В одном из своих писем Джонатан Свифт писал: «я всегда ненавидел нации, профессии, сообщества; вся моя любовь обращена к личностям: я ненавижу законников, но люблю адвоката такого-то, то же самое с врачами, соседями, англичанами, французами… Но прежде всего я ненавижу животное, называемое человеком, хотя сердечно люблю Джона, Питера, Томаса. «Разумное животное» - это ложь, оно лишь обладает способностью к разуму». Жестокий обличитель современных пороков не разочаровывается в человеке, считая, что не все еще потеряно, покуда разум существует.
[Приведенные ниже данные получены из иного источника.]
PR #449, opened 2026-07-04
feat(scripts): --help/-h short-circuit on all 21 installed substrate scripts

lantisprime:
## Summary

Most substrate scripts had no `--help` handler: an unknown flag was silently ignored and the script ran its default behavior. During the install-guide work (2026-07-04) an agent probing `em-prune --help` executed a **real prune pass** (em-prune is destructive without `--dry-run`), `em-rebuild-index --help` rewrote the index, and `em-seed-patterns --help` would have seeded. Every AI harness probes CLIs with `--help`, so this was a standing footgun. Requested by the operator as an implementation, not an issue.

## Change

Each of the 21 installed substrate scripts (all `em-*.mjs` + `second-opinion.mjs`) now short-circuits on `--help`/`-h` as the first executable logic after `argv`, before any filesystem, store, or subprocess side effect:

```json
{"status":"help","script":"em-prune.mjs","usage":"node em-prune.mjs [--scope local|global|all] [--threshold <n>] [--dry-run] [--check]"}
```

- Usage strings derive from each script's Usage header or its actual argv parser; flag audit confirmed no invented flags (spot-checked `em-watch-codex --limit`, `em-recall --warn-time-ms/--warn-count`).
- `em-restore` already had a handler; aligned its `status` from `ok` to `help`.
- `em-lock` scans only tokens before the `--` separator so a wrapped command's own `--help` is not intercepted.
- No other behavior changed; unknown non-help flags keep their current semantics.

## Verification

- `tests/test-em-help-flags.mjs`: 27/27. All 21 scripts on `--help` (exit 0, JSON `status: help`, non-empty usage, **no** `.episodic-memory` store created in the sandbox), the `-h` alias, two discrimination controls (default `em-list` runs; default `em-store` DOES create the store, proving the no-store assertion bites), and belt-and-braces checks that prune/seed/rebuild emit no work keys on `--help`.
- Regression suites green: tag-flags 11/11, sort-missing-datetime 5/5, body-file 20/20, revise-scope-inherit 18/18, watch-codex 25/25, restore self-test 120/120, seed-patterns 15/15, mine-transcripts 9/9, audit-compliance 7/7.
- Live E2E of the original footgun: `em-prune --help` against the real environment prints the help JSON and performs no prune.

### DIFF
--- a/scripts/em-audit-compliance.mjs
+++ b/scripts/em-audit-compliance.mjs
@@ -44,6 +44,12 @@ import { walkTranscripts, groupBySession } from './lib/transcript-walker.mjs'
 // ---------------------------------------------------------------------------
 
 const argv = process.argv.slice(2)
+
+if (argv.includes('--help') || argv.includes('-h')) {
+  console.log(JSON.stringify({ status: 'help', script: 'em-audit-compliance.mjs', usage: 'node em-audit-compliance.mjs [--since <ISO>] [--slug <substring>] [--exclude-worktrees] [--format json|markdown] [--prior-since <ISO>]' }))
+  process.exit(0)
+}
+
 function flag(name, def = undefined) {
   const i = argv.indexOf(name)
   if (i === -1) return def
--- a/scripts/em-backup.mjs
+++ b/scripts/em-backup.mjs
@@ -1675,6 +1675,11 @@ function selfTest() {
 // ---------------------------------------------------------------------------
 const argv = process.argv.slice(2)
 
+if (argv.includes('--help') || argv.includes('-h')) {
+  console.log(JSON.stringify({ status: 'help', script: 'em-backup.mjs', usage: 'node em-backup.mjs (--audit | --init | --sync | --self-test | --show-config) [--sample <n>]' }))
+  process.exit(0)
+}
+
 // Codex PR-#137 round-5: every CLI JSON output (success OR error) must pass
 // through artifact redaction at the output boundary. Patching individual
 // return objects + error strings was whack-a-mole. This is the LAST line of
--- a/scripts/em-check-stale.mjs
+++ b/scripts/em-check-stale.mjs
@@ -21,6 +21,11 @@ const LOCAL_DIR = resolveLocalDir()
 
 const argv = process.argv.slice(2)
 
+if (argv.includes('--help') || argv.includes('-h')) {
+  console.log(JSON.stringify({ status: 'help', script: 'em-check-stale.mjs', usage: 'node em-check-stale.mjs [--days <n>] [--project <name>] [--scope local|global|all]' }))
+  process.exit(0)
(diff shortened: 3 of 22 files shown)


lantiscooperdev (commented):
Substantive review (bot account, per Rule 17; approval stays with the repo owner).

## Scope and correctness

- Real footgun, verified live: before this PR, `em-prune --help` executed an actual prune pass (`dryRun = argv.includes('--dry-run')`, so bare runs are destructive), `em-rebuild-index --help` rewrote the index, and most readers silently ran defaults on unknown flags. Observed in practice on 2026-07-04 when an agent probed the scripts while drafting the install guides.
- All 21 installed substrate scripts now short-circuit on a standalone `--help`/`-h` before any filesystem, store, or subprocess side effect, emitting exactly one JSON object `{status:'help', script, usage}` with exit 0. Handler placement audited per-file; only em-restore's sits inside its existing CLI dispatcher (pre-existing structure, side-effect-free on the help path).
- Usage strings audited against the real parsers (spot checks: `em-watch-codex --limit`, `em-recall --warn-time-ms/--warn-count` all exist); no invented flags.
- `em-lock` deliberately scans only tokens before its `--` separator so a wrapped command owns its own `--help`; pinned by test.

## Review history (three codex rounds, independent model)

- R1 REJECT: em-restore help lacked the `script` key; test assertions too loose to catch it; value-position `--help` (e.g. `--summary --help`) changes behavior vs strict byte-for-byte compatibility.
- R2: B1/B2 verified fixed; the narrowed token semantics (standalone `--help` triggers help anywhere, pinned by a regression test showing `em-store --summary --help` stores nothing) explicitly accepted; one remaining P2, the em-lock test oracle passed vacuously because `node -e ... --help` printed node's own help.
- R3 ACCEPT, no findings, verified at commit 18a8770 with its own sandbox runs (29/29).

The strengthened exact-contract assertion earned its keep immediately: it caught em-restore's pretty-printed multi-line output on first run, exactly the class R1-B2 predicted.

## Tests

`tests/test-em-help-flags.mjs`, 29 assertions: exact contract per script (exit 0, empty stderr, single JSON value, keys exactly {script,status,usage}, script === basename, no store created in the sandbox), `-h` alias, pinned value-position semantics, em-lock separator exception with a positive wrapped-ran oracle, two discrimination controls, and belt-and-braces checks that prune/seed/rebuild emit no work keys. Regression suites reported green across the em-* surface (tag-flags 11/11, sort 5/5, body-file 20/20, revise-scope 18/18, watch-codex 25/25, restore 120/120, seed-patterns 15/15, mine-transcripts 9/9, audit-compliance 7/7).

No blockers from this review. CI: p12-invariant-gate + validate jobs all pass.

lantiscooperdev (approved):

И его книга – это средство перевоспитания человека. Литературовед М. Левидов от лица Свифта обращается к читателю: «Да, вы иеху, \ об этом не умолчу. И среди вас, иеху, я, разумный человек, одинок. Но только к вам я могу обратиться со своим призывом: может быть, вы захотите, может быть, сумеете вы перестать быть иеху? Я был побежден как Гулливер, я оказался пленником этого мира. И все же я пишу эту книгу, я не могу молчать. Я следую властному повелению, диктующему мне: скажи им еще раз – может быть. Вы сумеете превратиться из иеху в человека!»

Таким образом, мы видим на примере Дефо и Свифта, что в литературе раннего Просвещения мотив путешествия становится лишь художественной условностью, позволяющей произвести философский эксперимент: в «Робинзоне» это самоидентификация просвещенного буржуа, в «Гулливере» - открытие просвещенным буржуа в себе иеху, страшное открытие, подвигающее к исправлению пороков и к попыткам превратиться в человека. Таким образом, в обоих случаях путешествие используется как средство самопознания (открытие неограниченных возможностей человеческого разума Робинзоном, и открытие животной природы в человеке Гулливером), это путешествие в поисках самого себя, замаскированное под реальную историю путешествия в неведомое.